The market for consumer credit has been subjected to an ever increasing amount of federal regulation since the 2008 crisis. The Dodd-Frank Act created the Consumer Financial Protection Bureau to intervene in consumer credit markets and protect us from the rapacious lenders who devour household income and place consumers in unmanageable levels of debt through stealth and manipulative business practices. The predictable results have been a marginal increase in the cost of credit and its decreasing availability to lower income consumers as the CFPB’s rules price them out of this market.

Todd Zywicki, co-author of Consumer Credit and the American Economy, discusses in this podcast that the jejune view of this market articulated by Elizabeth Warren and other progressives isn’t supported by wide-ranging data. What the evidence tells us, Zywicki argues, is that when debt is measured and analyzed on a flow basis, meaning it is paired with consumer’s income streams, it is quite manageable for most households. Simply tallying up levels of consumer debt or overall credit card debt doesn’t give us a true understanding of how consumers are using it. Frequently, however, this stock to stock comparison is used in journalistic and media accounts to support the view that these markets are out of control.

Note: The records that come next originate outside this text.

PR #99, opened 2023-04-14
feat: Implement Awala endpoint with member bundle request

levansuper:


src/api/routes/awala.routes.spec.ts
```diff
@@ -0,0 +1,117 @@
...
+        url: '/awala',
+        headers: validHeaders,
+
+        payload: {
+          ...validPayload,
+          signature: 'INVALID_BASE_64',
+        },
+      });
+
+      expect(response).toHaveProperty('statusCode', HTTP_STATUS_CODES.BAD_REQUEST);
```
gnarea, line 114: None of these tests are checking the reason (e.g., the problem type), so for all we know they could be passing because the content type doesn't match the supported one(s).

src/schemas/validation.ts
```diff
@@ -1 +1,2 @@
 export const SERVICE_OID_REGEX = '^(?:[0-9]+\\.)*[0-9]+$';
+export const BASE_64 = '^(?:[A-Za-z0-9+/]{4})*(?:[A-Za-z0-9+/]{2}==|[A-Za-z0-9+/]{3}=)?$';
```
gnarea, line 2: I think we should use the suffix "regex" for consistency.

src/api/routes/awala.routes.ts
```diff
@@ -0,0 +1,85 @@
...
+  schema: Schema,
+): ValidateTypeResult<Schema> {
+  if (!ajv.validate(schema, value)) {
+    return undefined;
+  }
+
+  return value as ValidateTypeResult<Schema>;
+}
+
+async function processMemberBundleRequest(
```
gnarea, line 29: Let's add a log for each of the two branches in this function.

gnarea (changes requested):

src/api/routes/awala.routes.ts
```diff
@@ -0,0 +1,96 @@
...
+import type { PluginDone } from '../../utilities/fastify/PluginDone.js';
+import type { FastifyTypedInstance } from '../../utilities/fastify/FastifyTypedInstance.js';
+import { MEMBER_BUNDLE_REQUEST_SCHEMA } from '../../schemas/awala.schema.js';
+import { AwalaProblemType } from '../../AwalaProblemType.js';
+import { createMemberBundleRequest } from '../../awala.js';
+import type { ServiceOptions } from '../../serviceTypes.js';
+
+const ajv = addFormats(new Ajv());
+
+type ValidationResult<Schema extends JSONSchema> = FromSchema<Schema> | string;
```
levansuper, line 16: Hate to do this but there is something wrong with Typescript if I do `Result<FromSchema<Schema> , string>` it throws an error
Screenshot 2023-04-17 at 15 43 07

src/api/routes/awala.routes.ts
```diff
@@ -0,0 +1,96 @@
...
+      const contentType = awalaRequestMessageTypeList.find(
+        (messageType) => messageType === request.headers['content-type'],
+      );
+
+      const serviceOptions = {
+        logger: this.log,
+        dbConnection: this.mongoose,
+      };
+
+      const result = await awalaEventToProcessor[contentType!](request.body, serviceOptions);
```
levansuper, line 85: All the other content types are rejected by "addContentTypeParser" so this will be a valid one 100%

src/api/routes/awala.routes.ts
gnarea: The change to `Result<FromSchema<Schema> , string>` makes sense to me and I can't see anything wrong with your code.

An option we considered last week was to throw a custom error here (custom as in a subclass of `Error`)? That'd get around this issue -- it'd be a pragmatic solution, certainly not the nicest one.

I'm just thinking this is a tiny function that won't be exposed outside this file and we've already spent a lot time trying to find a nice solution for it (first with the assertions), so at this point we should just go for something that works.

src/api/routes/awala.routes.ts
```diff
@@ -0,0 +1,96 @@
...
+  return value as ValidationResult<Schema>;
+}
+
+async function processMemberBundleRequest(
+  data: unknown,
+  options: ServiceOptions,
+): Promise<AwalaProblemType | undefined> {
+  const validationResult = validateMessage(data, MEMBER_BUNDLE_REQUEST_SCHEMA);
+  if (typeof validationResult === 'string') {
+    options.logger.info(data, validationResult);
```
gnarea, line 35: `data` contains a couple of binary, base64-encoded fields (the key will be under 1kib, but the Awala PDA could be anywhere between 1kib and 4kib), so it's too much data to send to the logging service. 

Also, each log entry should have a static message so we can easily locate the log whilst debugging, so the `validationResult` (which is dynamic) should be part of the log data instead.

```suggestion
    options.logger.info(
      {publicKeyId: (data as any).publicKeyId, reason: validationResult},
       'Refused invalid member bundle request',
     );
```

The `publicKeyId` will be handy when troubleshooting, to figure out whom needs to be contacted.

src/api/routes/awala.routes.ts
```diff
@@ -0,0 +1,96 @@
...
+    return ajv.errorsText(ajv.errors);
+  }
+
+  return value as ValidationResult<Schema>;
+}
+
+async function processMemberBundleRequest(
+  data: unknown,
+  options: ServiceOptions,
+): Promise<AwalaProblemType | undefined> {
```
gnarea, line 32: It doesn't look idiomatic to do use `Promise<undefined>` and its corresponding `return undefined`. Doesn't the following work?

```suggestion
): Promise<AwalaProblemType | void> {
```

src/api/routes/awala.routes.ts
gnarea: Agreed.

gnarea, line 85: This statement could be a litter simpler, which would also make it easier to debug:

```suggestion
      const processor = awalaEventToProcessor[contentType!];
      const result = await processor(request.body, serviceOptions);
```

src/api/routes/awala.routes.ts
```diff
@@ -0,0 +1,96 @@
...
+      );
+
+      const serviceOptions = {
+        logger: this.log,
+        dbConnection: this.mongoose,
+      };
+
+      const result = await awalaEventToProcessor[contentType!](request.body, serviceOptions);
+
+      if (!result) {
```
gnarea, line 87: We're still not actually using the contents of `result` as mentioned in my initial review. `result` is only ever used as a boolean, so the problem type is being ignored.

gnarea (changes requested):

PR #103, opened 2023-04-17
fix(API): Implement authorisation

### LINKED ISSUE #84: Implement authorisation in existing endpoints

gnarea:
Fixes #84.

# High-level changes

- Implement _super admin_ support by using an optional env var (`AUTHORITY_SUPERADMIN`) that specifies the JWT subject id of the super admin (i.e., their email address).
- **Existing API tests are now run as a super admin**.
- Update test suite for each endpoint to run authorisation checks with every type of user (using test util `testOrgRouteAuth()`).
- Anonymous users now get a `401` on any endpoint under `/orgs`.
- Regular members aren't allowed to update their own membership for security reasons: they shouldn't be allowed to change anything -- especially their user name. 
- Regular members aren't allowed to delete their own membership: I can't think of any legitimate use case for it, but I can think of things goes awry if the membership dataset for an organisation goes out of sync with the org's data sources.

# Notes

- Auth takes precedence over existence checks for security reasons. So, for example, no authenticated user could just request `GET /orgs/bbc.com` to check if `bbc.com` is registered:
  - A `403` will be returned regardless of whether `bbc.com` exists or not, if the current user isn't an admin of `bbc.com`. For example, if the user is a regular member of `bbc.com` or not even a member at all.
  - A `200` will be returned if the org exists and the user is an admin of `bbc.com`.
  - Super admins will get a `200` if the org exists or `404` if it doesn't.

# Testing

First off, you need an access token to make authenticated requests to anything under `/orgs`. To obtain one for the super admin (`admin@veraid.example`), run:

```http
### Authenticate with authorisation server (client credentials)
POST http://mock-authz-server.default.10.103.177.106.sslip.io/default/token
Content-Type: application/x-www-form-urlencoded

grant_type=client_credentials&client_id=admin@veraid.example&client_secret=s3cr3t
```

Replace the email address above to impersonate any user -- even someone who's not a member of any org.

You can now make authenticated requests. For example:

```http
### Create org
POST http://veraid-authority.default.10.103.177.106.sslip.io/orgs
Authorization: Bearer <INSERT-ACCESS-TOKEN-HERE>
Content-Type: application/json

{
  "name": "example.com",
  "memberAccessType": "OPEN"
}

### Get org
GET http://veraid-authority.default.10.103.177.106.sslip.io/orgs/example.com
Authorization: Bearer <INSERT-ACCESS-TOKEN-HERE>
```


src/testUtils/apiServer.ts
```diff
@@ -1,20 +1,259 @@
...
+  });
+}
+
+function unsetAuthUser(fastify: FastifyInstance) {
+  getMockAuthenticateFromServer(fastify).mockImplementation(async (_request, reply) => {
+    await reply.code(HTTP_STATUS_CODES.UNAUTHORIZED).send();
+  });
+}
+
+type RouteLevel = 'ORG_BULK' | 'ORG_MEMBERSHIP_RESTRICTED' | 'ORG_MEMBERSHIP' | 'ORG';
```
gnarea, line 88: Tried to use an enum first, but because this file has to be imported with `const {RouteLevel} = await import(...)`, that'd break the naming ESLint rule because `RouteLevel` would be a variable and as such it can't be PascalCased.

src/api/orgAuthPlugin.ts
```diff
@@ -0,0 +1,116 @@
...
+  readonly reason: string;
+}
+
+async function decideAuthorisation(
+  userEmail: string,
+  request: FastifyRequest,
+  dbConnection: Connection,
+  superAdmin?: string,
+): Promise<Result<AuthorisationGrant, string>> {
+  if (superAdmin === userEmail) {
```
levansuper, line 36: Maybe we can set multiple super admin accounts? We could have an array?

src/api/orgAuthPlugin.ts
```diff
@@ -0,0 +1,116 @@
...
+    return { didSucceed: false, reason: 'Non-super admin tries to access bulk org endpoint' };
+  }
+
+  const memberModel = getModelForClass(MemberModelSchema, {
+    existingConnection: dbConnection,
+  });
+  const member = await memberModel.findOne({ orgName, memberId }).select(['role', 'email']);
+  if (member === null) {
+    return { didSucceed: false, reason: 'User is not a member of the org' };
+  }
```
levansuper, line 52: Can't an org admin "GET" an org?

src/api/orgAuthPlugin.ts
```diff
@@ -0,0 +1,116 @@
...
+  if (member.role === Role.ORG_ADMIN) {
+    return { didSucceed: true, result: { reason: 'User is org admin', isAdmin: true } };
+  }
+
+  if (memberId === undefined) {
+    return { didSucceed: false, reason: 'User is not accessing a membership' };
+  }
```
levansuper, line 59: I think we need to check this before we even try to select the members form the database

src/api/orgAuthPlugin.ts
gnarea: They can. Access would've been granted above.

src/api/orgAuthPlugin.ts
gnarea: I considered that but ruled it out: Although it certainly seems like the more intuitive option, it would complicate the code because we'd need to introduce an extra `if`/`else` to make sure org admins are still given access to anything under `/orgs/:orgName` even if there's no `:memberId`.

src/api/orgAuthPlugin.ts
gnarea: Sorry, I mean *below*.

src/api/orgAuthPlugin.ts
gnarea: Also, because we're delegating authentication to a third party, operators could easily configure their auth server to issue access tokens from different sets of user credentials.

For example, they could have one set of credentials to access the API programmatically via the JS library and another set of credentials to access the API manually via a CLI. Both sets of credentials would map to the same email address.

src/api/orgAuthPlugin.ts
```diff
@@ -0,0 +1,116 @@
...
+
+  fastify.decorateRequest('isUserAdmin', false);
+
+  fastify.addHook('onRequest', async (request, reply) => {
+    const superAdmin = envVar.get('AUTHORITY_SUPERADMIN').asString();
+    const userEmail = (request as AuthenticatedFastifyRequest).user.sub;
+    const decision = await decideAuthorisation(userEmail, request, fastify.mongoose, superAdmin);
+    const reason = decision.didSucceed ? decision.result.reason : decision.reason;
+    if (decision.didSucceed) {
+      (request as AuthorisedFastifyRequest).isUserAdmin = decision.result.isAdmin;
```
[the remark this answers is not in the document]
levansuper: correct. isUserAdmin just sounds odd to me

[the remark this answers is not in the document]
gnarea: Gotcha 👍🏾 

The correct English prose would be "Is user an admin?", so I think that name isn't too far off, considering we omit articles (e.g., "a", "an") from names.

levansuper (approved):

Issue #107, opened 2023-04-19
Implement member bundle request scheduler


gnarea:
I already implemented the scaffolding around this in https://github.com/relaycorp/veraid-authority/blob/1ca6f08f5cf18480f969eb7253b5d988f3fd6c8b/src/backgroundQueue/sinks/memberBundleRequestTrigger.sink.ts

We just need to update that file with the actual business logic:

1. Find all the member bundle requests in the database with an start date in the next 3 days.
2. Fire the `net.veraid.authority.member-bundle-request` event for each record and then delete the DB record. Make sure to use the `MemberBundleRequest.id` as the CloudEvent `id`, to allow the broker to dedupe events.

Keep in mind that this can be tested with `skaffold dev`: That sink is triggered every minute.

PR #112, opened 2023-04-21
feat: Implement process member bundle request queue

levansuper:
closes: #107


src/backgroundQueue/sinks/example.sink.ts
```diff
@@ -1,12 +1,12 @@
...
 // eslint-disable-next-line @typescript-eslint/require-await
 export default async function processExample(
   event: CloudEvent<unknown>,
-  logger: BaseLogger,
+  options: ServiceOptions,
 ): Promise<void> {
   // NB: A production-worthy implementation would do schema validation on `event.data` here.
 
-  logger.info({ event: event.toJSON() }, 'Event processed');
+  options.logger.info({ event: event.toJSON() }, 'Event processed');
```
gnarea, line 11: Make sure the final event log doesn't include the whole event -- just the few things we'd need to identify the event whilst troubleshooting.

src/backgroundQueue/sinks/memberBundleRequestTrigger.sink.spec.ts
gnarea, line 1: We should also test the case where there are no requests to process (no event should be emitted, no DB record deleted).

src/backgroundQueue/sinks/memberBundleRequestTrigger.sink.spec.ts
```diff
@@ -33,14 +61,100 @@ describe('triggerBundleRequest', () => {
...
+    const triggerEvent = new CloudEvent<MemberBundleRequestTriggerPayload>({
+      id: CE_ID,
+      source: CE_SOURCE,
+      type: BUNDLE_REQUEST_TRIGGER_TYPE,
+    });
+
+    await postEvent(triggerEvent, server);
+
+    const publishedEvents = getEvents();
+    expect(publishedEvents).toHaveLength(1);
```
gnarea, line 110: This seems to be outside the scope of this test, and is already tested above.

src/backgroundQueue/sinks/memberBundleRequestTrigger.sink.spec.ts
```diff
@@ -33,14 +61,100 @@ describe('triggerBundleRequest', () => {
...
+  });
+
+  test('Bundle start date more then 3 days into the future should not be sent', async () => {
+    const data = {
+      publicKeyId: MEMBER_PUBLIC_KEY_MONGO_ID,
+      memberBundleStartDate: addSeconds(addDays(new Date(), BUNDLE_REQUEST_DATE_RANGE), 1),
```
gnarea, line 143: A 1-second difference is too small, so this is very likely to be a flaky test. I've been bitten by this too many times on CI, where performance is highly unpredictable 😬 

Let's increase to something like 5 or 10 seconds, which is still a negligible number considering where's dealing with days.

gnarea (changes requested):

src/backgroundQueue/sinks/memberBundleRequestTrigger.sink.ts
```diff
@@ -1,29 +1,56 @@
...
+import type { ServiceOptions } from '../../serviceTypes.js';
 
+export const BUNDLE_REQUEST_DATE_RANGE = 3;
 export default async function triggerBundleRequest(
   event: CloudEvent<unknown>,
-  logger: BaseLogger,
+  options: ServiceOptions,
 ): Promise<void> {
-  logger.info({ source: event.source }, 'Triggering bundle request');
+  options.logger.info({ eventId: event.id, eventType: event.type }, 'Triggering bundle request');
```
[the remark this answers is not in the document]
levansuper: I think we need to log eventId and eventType to identify the event.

What are the alternatives here? Well, loan-sharking used to be a brisk mafia business, often being their most profitable operation, Zywicki notes. Consider that Richard Nixon at the 1968 Republican National Convention explicitly called for its curtailment. Why? Under a former regime of strict credit controls and usury laws, consumers, many of a low income nature, couldn’t get the credit they needed. They did what they had to do, and that frequently meant turning to less transparent and accountable sources of capital. And of course, while loan sharks frequently stepped-in in former times, many consumers now turn to payday lenders as a needed source of credit in tough circumstances. Is this option somehow superior to credit cards?

What we might consider as a more significant challenge to the widespread use of consumer credit is that even if consumers are managing their debt, are they also building wealth? That is, is debt too easily resorted to instead of saving and investing through a more ascetic consumer lifestyle with the bigger, future payoff one of increased independence from both government and the vagaries of the market?